* Task item *
Work out how many lines of the material contain the string "strict"; the answer is that number only.

* Recorded information *
————————

Issue #231, opened 2020-04-06
Change json library to yapic for performance


vincentmele:
I have to say, thank you for making this easy. I dumped raw json data using examples/demo_raw_data.py, and then used it in the test below. The results show yapic is about 1.3x to 2.0x the speed of the standard library for parsing l2_book, ticker, and trades data from 100 MB files from Binance and Deribit feeds.

Based on these results, I am going to proceed with integrating yapic for further stability testing.

```
binance results
file lines: 211316
yapic: 13.38 seconds
json: 23.62 seconds
yapic lps: 47390.76 lines per second
json lps: 26838.02 lines per seond
json/yapic: 1.77x

deribit results
file lines: 310000
yapic: 18.85 seconds
json: 37.63 seconds
yapic lps: 49332.11 lines per second
json lps: 24717.06 lines per seond
json/yapic: 2.00x

```

```
import joblib
import timeit

iterations = 3
files =  { 'binance' : 'BINANCE12f2ac65-b5c5-404d-b8b4-8f22c04da3a4.0',
           'deribit' : 'DERIBIT252a6e79-7a32-4038-a64a-b1f7b29d6837.3' }

def load_file(filepath):
  output = []
  with open(filepath) as fp:
    line = fp.readline()
    while line:
      output.append(line.split(' ')[1])
      line = fp.readline()
  joblib.dump(output, 'json.pkl')
  return len(output)

for k, f in files.items():
  length = load_file(f)
  yapic_time = timeit.timeit('[json.loads(msg,parse_float=Decimal) for msg in txt]',setup="from yapic import json; import joblib; from decimal import Decimal; txt = joblib.load('json.pkl')", number=iterations)
  yapic_lps = length * iterations / yapic_time

  json_time = timeit.timeit('[json.loads(msg,parse_float=Decimal) for msg in txt]',setup="import json; import joblib; from decimal import Decimal; txt = joblib.load('json.pkl')", number=iterations)
  json_lps = length * iterations / json_time

  ratio = json_time / yapic_time

  print(f'{k} results')
  print(f'file lines: {length}')
  print(f'yapic: {yapic_time:.2f} seconds')
  print(f'json: {json_time:.2f} seconds')
  print(f'yapic lps: {yapic_lps:.2f} lines per second')
  print(f'json lps: {json_lps:.2f} lines per seond')
  print(f'json/yapic: {ratio:.2f}x')

```

[...]

PR #237, opened 2020-04-14
Use yapic.json instead of json for 1.5x to 2x performance gain

vincentmele:
Documented in #231 .

Tested for a week continuously (on only a couple exchanges, including Huobi) and I see no abnormal results.

### DIFF
--- a/cryptofeed/exchange/huobi.py
+++ b/cryptofeed/exchange/huobi.py
@@ -74,7 +74,7 @@ class Huobi(Feed):
 
     async def message_handler(self, msg: str, timestamp: float):
         # unzip message
-        msg = zlib.decompress(msg, 16 + zlib.MAX_WBITS).decode(encoding='utf-8', errors='strict')
+        msg = zlib.decompress(msg, 16 + zlib.MAX_WBITS)
         msg = json.loads(msg, parse_float=Decimal)
 
         # Huobi sends a ping evert 5 seconds and will disconnect us if we do not respond to it
--- a/cryptofeed/exchange/huobi.py
+++ b/cryptofeed/exchange/huobi.py
@@ -5,7 +5,7 @@ Please see the LICENSE file for the terms and conditions
 associated with this software.
 '''
 import logging
-import json
+from yapic import json
 from decimal import Decimal
 import zlib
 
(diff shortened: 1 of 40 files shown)


bmoscon:
you have the wrong dependency here. It should be:

https://pypi.org/project/yapic.json/

So, i dont think you need to re-test for a week, but thats definitely the wrong library. yapic installs tensoflow and a million other reqs that arent needed

vincentmele:
> you have the wrong dependency here. It should be:
> 
> https://pypi.org/project/yapic.json/
> 
> So, i dont think you need to re-test for a week, but thats definitely the wrong library. yapic installs tensoflow and a million other reqs that arent needed

Thanks for catching the error in setup.py. We don't need tensorflow (yet) :-)

cryptofeed/exchange/huobi.py
```diff
@@ -74,7 +74,7 @@ async def _trade(self, msg: dict, timestamp: float):
 
     async def message_handler(self, msg: str, timestamp: float):
         # unzip message
-        msg = zlib.decompress(msg, 16 + zlib.MAX_WBITS)
+        msg = zlib.decompress(msg, 16 + zlib.MAX_WBITS).decode(encoding='utf-8', errors='strict')
```
bmoscon, line 77: looks like the library has been updated to do byte parsing, so you should be able to remove this and require the latest version of the library in setup.py

dikkechill:
Good idea to improve the json decoding. How does yapic.json perform compared to e.g. ultrajson?
See https://github.com/ultrajson/ultrajson for some benchmarks with other implementations.

vincentmele:
> Good idea to improve the json decoding. How does yapic.json perform compared to e.g. ultrajson?
> See https://github.com/ultrajson/ultrajson for some benchmarks with other implementations.

ultrajson doesn't support "parse_float=decimal.Decimal", which is required. I opened the issue here: https://github.com/ultrajson/ultrajson/issues/401, then found that yapic supported it and was extremely fast.

bmoscon:
@dikkechill yep - the big requirement here is parsing floats to decimal.Decimal, I haven't found any other libs that support this, but I also haven't exhaustively searched either

Issue #232, opened 2020-04-07
l2 order book data for some exchanges is inconsistent (ask and bid prices overlap)


joelrich:
I have written a function to reconstruct order books from recorded order book data and found that it is inconsistent for some exchanges.

This is how I persist the data:
```python
            batch_row = dict(timestamp=timestamp, delta=delta)
            for side in [BID, ASK]:
                entries = data.get(side, [])
                if isinstance(entries, dict):
                    entries = entries.items()

                batch_row[f"{side}_prices"] = " ".join(to_str(price) for price, size in entries)
                batch_row[f"{side}_sizes"] = " ".join(to_str(size) for price, size in entries)
            self.writer.append(self.exchange, pair, L2_BOOK + "_batch", store_timestamp, batch_row)
```
When I read the data, I perform the following check:
```python
        nonzero_bid_prices = col_bid_prices[i][col_bid_sizes[i] > 0]
        nonzero_ask_prices = col_ask_prices[i][col_ask_sizes[i] > 0]
        if min(len(nonzero_bid_prices), len(nonzero_ask_prices)) > 0:
            assert np.max(nonzero_bid_prices) < np.min(nonzero_ask_prices), "data inconsistent"
```
This check ensures that the snapshot/delta does not contain overlapping prices.
Unfortunately, it fails for some exchanges, e.g. Bitmex. Here is an example:

```
Time: 2020-03-12 23:42:21.158979416
Delta: False
Bid prices: 0.5 1 1.5 2 3 3.5 4 5 5.5 1 10.5 11.5 16.5 23 31 32 33 ... 4630.5 4631 4631.5 4633 4633.5 4634.5
Ask prices: 464 4640.5 4641.5 4642 4642.5 4644.5 4645 4645.5 ... 600884.5 666666 993 999998 999999 1
```
There are two problematic ask prices: 464 (this is not a typo) and 1 (after 999999)

To prevent such problems, I think a similar check should run after retrieving order book data. If asks and bids overlap, the order book should be discarded followed by a reconnect/re-initialization of the order book.

joelrich:
@bmoscon what is your opinion on this issue? Personally, I find it worrisome that there is no guarantee for some weak consistencies (e.g. bid and ask do not overlap). If only a single websocket message is lost for whatever reason, this may affect all snapshots until the process is restarted.

bmoscon:
[...]

PR #240, opened 2020-04-25
Throw exception if bid and ask are overlapping

joelrich:
See https://github.com/bmoscon/cryptofeed/issues/232 for discussion
This will completely break the Upbit feed if L2_BOOK is enabled (most likely since either the implementation is wrong or the exchange notifications are insufficient).

### DIFF
--- a/cryptofeed/feed.py
+++ b/cryptofeed/feed.py
@@ -6,11 +6,14 @@ associated with this software.
 '''
 import uuid
 from collections import defaultdict
+from sortedcontainers import SortedDict as sd
+
 
 from cryptofeed.callback import Callback
 from cryptofeed.standards import pair_std_to_exchange, feed_to_exchange, load_exchange_pair_mapping
 from cryptofeed.defines import TRADES, TICKER, L2_BOOK, L3_BOOK, VOLUME, FUNDING, BOOK_DELTA, OPEN_INTEREST, BID, ASK
 from cryptofeed.util.book import book_delta, depth
+from cryptofeed.exceptions import BidAskOverlapping
 
 
 class Feed:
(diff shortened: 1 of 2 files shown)


cryptofeed/feed.py
```diff
@@ -101,12 +105,22 @@ async def book_callback(self, book: dict, book_type: str, pair: str, forced: boo
...
+        self.check_bid_ask_overlapping(book, pair)
         if book_type == L2_BOOK:
             await self.callback(L2_BOOK, feed=self.id, pair=pair, book=book, timestamp=timestamp, receipt_timestamp=receipt_timestamp)
         else:
             await self.callback(L3_BOOK, feed=self.id, pair=pair, book=book, timestamp=timestamp, receipt_timestamp=receipt_timestamp)
         self.updates[pair] = 0
 
+    def check_bid_ask_overlapping(self, book, pair):
+        bid, ask = book[BID], book[ASK]
+        assert isinstance(bid, sd) and isinstance(ask, sd)
```
bmoscon, line 118: I'm thinking we don't need this as every exchange/feed implementation uses sorted dict.

joelrich: Removed

bmoscon:
@joelrich thanks - the build is broken so I'm going to fix that before taking in any more changes. Should be merged shortly

bmoscon:
thanks for the PR. Merged. I added a flag so its optionally enabled when the feed is configured so I can test out different settings on different feeds to try and narrow down a root cause. Could just be lossy exchanges, want to do more digging.

joelrich:
In my log files it has happened for the following exchanges so far:

226 BITTREX   
98 BITFINEX  
77 BITSTAMP  
12 KRAKEN    
7 OKEX     
2 BITMEX

PR #241, opened 2020-04-25
Upbit book implementation fix

vdbelt:
As reported by @joelrich in https://github.com/bmoscon/cryptofeed/pull/240


joelrich:
Does this remove zero entries from the order book?

vdbelt:
Yes, it filters out zero entries from the book.

joelrich:
@vdbelt Ok, thanks, now it makes more sense. I assume you have checked that bid and ask are no more overlapping?

vdbelt:
Yes, I tested it on a branch with your outstanding PR applied. No more overlapping. 


I found another issue however when book deltas are enabled and max_depth is specified. Deltas would be provided disregarding the max_depth. Happens to the Huobi feeds as well. Seems to be an edge case that needs to be handled by the callback in feed.py. Will look at that.

PR #242, opened 2020-05-03
Integrate Blockchain Exchange

simon-bc:
This PR integrates Blockchain's exchange, https://exchange.blockchain.com/

Not sure what to do with the ticker update - the websocket ticker updates the last traded price, rather than bid-ask prices. Any feedback would be much appreciated.

Let me know if there's anything else needed 👍


cryptofeed/feed.py
```diff
@@ -52,6 +54,7 @@ def __init__(self, address, pairs=None, channels=None, config=None, callbacks=No
                           VOLUME: Callback(None),
                           FUNDING: Callback(None),
                           OPEN_INTEREST: Callback(None),
+                          BOOK_DELTA: Callback(None),
```
vdbelt, line 57: Delta callbacks aren't called by the feed implementation itself. `BOOK_DELTA` should't be called unless a callback is actually passed to the feed. So a default should not be necessary.

cryptofeed/standards.py
```diff
@@ -174,6 +177,7 @@ def timestamp_normalize(exchange, ts):
         BINANCE_US: 'ticker',
         BINANCE_JERSEY: 'ticker',
         BINANCE_FUTURES: UNSUPPORTED,
+        BLOCKCHAIN: 'ticker',
```
vdbelt, line 180: Since bid/ask prices aren't provided by the feed, just leave this as `UNSUPPORTED` to avoid confusion.

cryptofeed/feed.py
```diff
@@ -119,7 +123,6 @@ async def apply_depth(self, book: dict, do_delta: bool, pair: str):
             self.previous_book[pair] = ret
             return delta, ret
 
-        delta = []
```
vdbelt, line 122: Is this supposed to be here?

cryptofeed/feed.py
simon-bc: is it not called from inside `cryptofeed.feed.Feed#book_callback`  ?

or is that part only every reached if `self.do_deltas = True`

cryptofeed/standards.py
simon-bc: yeah - good point 👍

cryptofeed/feed.py
simon-bc: it is defined as the output of the function below, so it serves no real purpose

cryptofeed/feed.py
bmoscon: you don't need to put book deltas in here, you can remove this line

PR #247, opened 2020-06-12
Ftx funding rest api added

Quenos:
API and test files created

### DIFF
--- a/cryptofeed/rest/ftx.py
+++ b/cryptofeed/rest/ftx.py
@@ -64,7 +64,60 @@ class FTX(API):
         for data in self._get_trades_hist(symbol, start, end, retry, retry_wait):
             yield data
 
-    def _dedupe(self, data, last):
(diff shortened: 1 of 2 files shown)


bmoscon:
@Quenos thanks for the PR. This won't resolve the issue you commented on though, as the code here in Rest is mainly for collecting historic data. If you want to add funding data to FTX you need to create a coroutine in the websocket code that periodically (based on rest API limits) checks the rest endpoint for the latest funding data, and if its new/changed, updates the funding callback. There is an example of an exchange that works like this Coinbene, in the code (if you want to do it, if not, no worries)

Quenos:
@bmoscon Yes I found that out as well. For my purposes this is enough, but I started to also create it more in line with Coinebene.
I have it working now as a separate exchange, but would like to integrate it in the FTX exchange class such that the user can registrate L2_BOOK and FUNDING in the same add_feed call. But it needs some bug fixing, because as soon as FUNDING is added the websocket interface stops working.

PR #249, opened 2020-06-14
added stream for FTX funding 

Quenos:


bmoscon:
@Quenos I'll take this as is, but mostly rewrite a lot of it. Is thats ok with you, I'll merge this. If not then here is what needs to change - you dont need a new feed class. You can add support for this in the existing FTX class. If funding is enabled, you just have to set up a coroutine that triggers N times a minute (whatever is allowable by the rest api limits) to call that endpoint and trigger the callback

Quenos:
Ok, but just to make sure. The code I've added to feedhandler.py needs to stay to filter out the request to get a funding feed, right?
(logic will probably change of course)

Quenos:
@bmoscon and of course it's ok if you change it ;)

Issue #256, opened 2020-06-26
Kraken order book updates broken: not enough values to unpack (expected at least 2, got 1)


joelrich:
Error:
```
    price, size, *_ = update
ValueError: not enough values to unpack (expected at least 2, got 1)
2020-06-26 11:24:06,794 : ERROR : KRAKEN: encountered an exception, reconnecting
```

They seem to have changed the messages. E.g.:
```
m: {'b': [['1.024871', '655.16472904', '1593163445.981705']], 'c': '2712626796'}
```
`c` is then interpreted as `ASK` instead of being ignored.

pyrex41:
Fix suggested in #258

bmoscon:
fixed

PR #258, opened 2020-06-30
fix for Kraken update

pyrex41:
Fix for issue identified by Issue #256 . Seems to have only applied to book updates via websocket.

### DIFF
--- a/cryptofeed/exchange/kraken.py
+++ b/cryptofeed/exchange/kraken.py
@@ -97,21 +97,26 @@ class Kraken(Feed):
         else:
             for m in msg:
                 for s, updates in m.items():
-                    side = BID if s == 'b' else ASK
-                    for update in updates:
-                        price, size, *_ = update
-                        price = Decimal(price)
-                        size = Decimal(size)
-                        if size == 0:
-                            # Per Kraken's technical support
-                            # they deliver erroneous deletion messages
-                            # periodically which should be ignored
-                            if price in self.l2_book[pair][side]:
-                                del self.l2_book[pair][side][price]
-                                delta[side].append((price, 0))
-                        else:
-                            delta[side].append((price, size))
-                            self.l2_book[pair][side][price] = size
+                    side = False
+                    if s == 'b':
+                        side = BID
+                    elif s == 'a':
+                        side = ASK
+                    if side:
+                        for update in updates:
+                            price, size, *_ = update
+                            price = Decimal(price)
+                            size = Decimal(size)
+                            if size == 0:
+                                # Per Kraken's technical support
+                                # they deliver erroneous deletion messages
+                                # periodically which should be ignored
+                                if price in self.l2_book[pair][side]:
+                                    del self.l2_book[pair][side][price]
+                                    delta[side].append((price, 0))
+                            else:
+                                delta[side].append((price, size))
+                                self.l2_book[pair][side][price] = size
             for side in (BID, ASK):
                 while len(self.l2_book[pair][side]) > self.book_depth:
                     del_price = self.l2_book[pair][side].items()[0 if side == BID else -1][0]


cryptofeed/exchange/kraken.py
```diff
@@ -97,21 +97,26 @@ async def _book(self, msg: dict, pair: str, timestamp: float):
...
-                                delta[side].append((price, 0))
-                        else:
-                            delta[side].append((price, size))
-                            self.l2_book[pair][side][price] = size
+                    side = False
+                    if s == 'b':
+                        side = BID
+                    elif s == 'a':
+                        side = ASK
+                    if side:
```
bmoscon, line 105: will side ever be false?

pyrex41: Yes, I made this change specifically for that case. Kraken's updates now include a checksum with each (see #256, and https://docs.kraken.com/websockets/#book-checksum) where s == 'c'. This change was made to ignore the dictionary entries for the checksum, and to just process the bid/ask data.

pyrex41: Quick test script for convenience

`from decimal import Decimal

from cryptofeed.callback import TickerCallback, TradeCallback, BookCallback, FundingCallback
from cryptofeed.exchanges import Kraken
from cryptofeed.defines import L2_BOOK

from pprint import pprint


# Examples of some handlers for different updates. These currently don't do much.
# Handlers should conform to the patterns/signatures in callback.py
# Handlers can be normal methods/functions or async. The feedhandler is paused
# while the callbacks are being handled (unless they in turn await other functions or I/O)
# so they should be as lightweight as possible

async def book(feed, pair, book, timestamp, receipt_timestamp):
    if type(book) == dict:
        pprint(book.keys())
    else:
        pprint(book)
    print(f'Timestamp: {timestamp} Feed: {feed} Pair: {pair} Receipt_Timestamp: {receipt_timestamp}')

def main():
    f = FeedHandler()
    # Note: EXX is extremely unreliable - sometimes a connection can take many many retries
    # f.add_feed(EXX(pairs=['BTC-USDT'], channels=[L2_BOOK, TRADES], callbacks={L2_BOOK: BookCallback(book), TRADES: TradeCallback(trade)}))
    f.add_feed(Kraken(config={L2_BOOK: ['BTC-USD']}, callbacks={L2_BOOK: BookCallback(book)}))
    f.run()


if __name__ == '__main__':
    print('starting')
    main()
`

pyrex41: Quick test script for convenience, 

```python
from decimal import Decimal

from cryptofeed.callback import TickerCallback, TradeCallback, BookCallback, FundingCallback
from cryptofeed.exchanges import Kraken
from cryptofeed.defines import L2_BOOK

from pprint import pprint


# Examples of some handlers for different updates. These currently don't do much.
# Handlers should conform to the patterns/signatures in callback.py
# Handlers can be normal methods/functions or async. The feedhandler is paused
# while the callbacks are being handled (unless they in turn await other functions or I/O)
# so they should be as lightweight as possible

async def book(feed, pair, book, timestamp, receipt_timestamp):
    if type(book) == dict:
        pprint(book.keys())
    else:
        pprint(book)
    print(f'Timestamp: {timestamp} Feed: {feed} Pair: {pair} Receipt_Timestamp: {receipt_timestamp}')

def main():
    f = FeedHandler()
    # Note: EXX is extremely unreliable - sometimes a connection can take many many retries
    # f.add_feed(EXX(pairs=['BTC-USDT'], channels=[L2_BOOK, TRADES], callbacks={L2_BOOK: BookCallback(book), TRADES: TradeCallback(trade)}))
    f.add_feed(Kraken(config={L2_BOOK: ['BTC-USD']}, callbacks={L2_BOOK: BookCallback(book)}))
    f.run()


if __name__ == '__main__':
    print('starting')
    main()
```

————————

* Response to this exercise *
2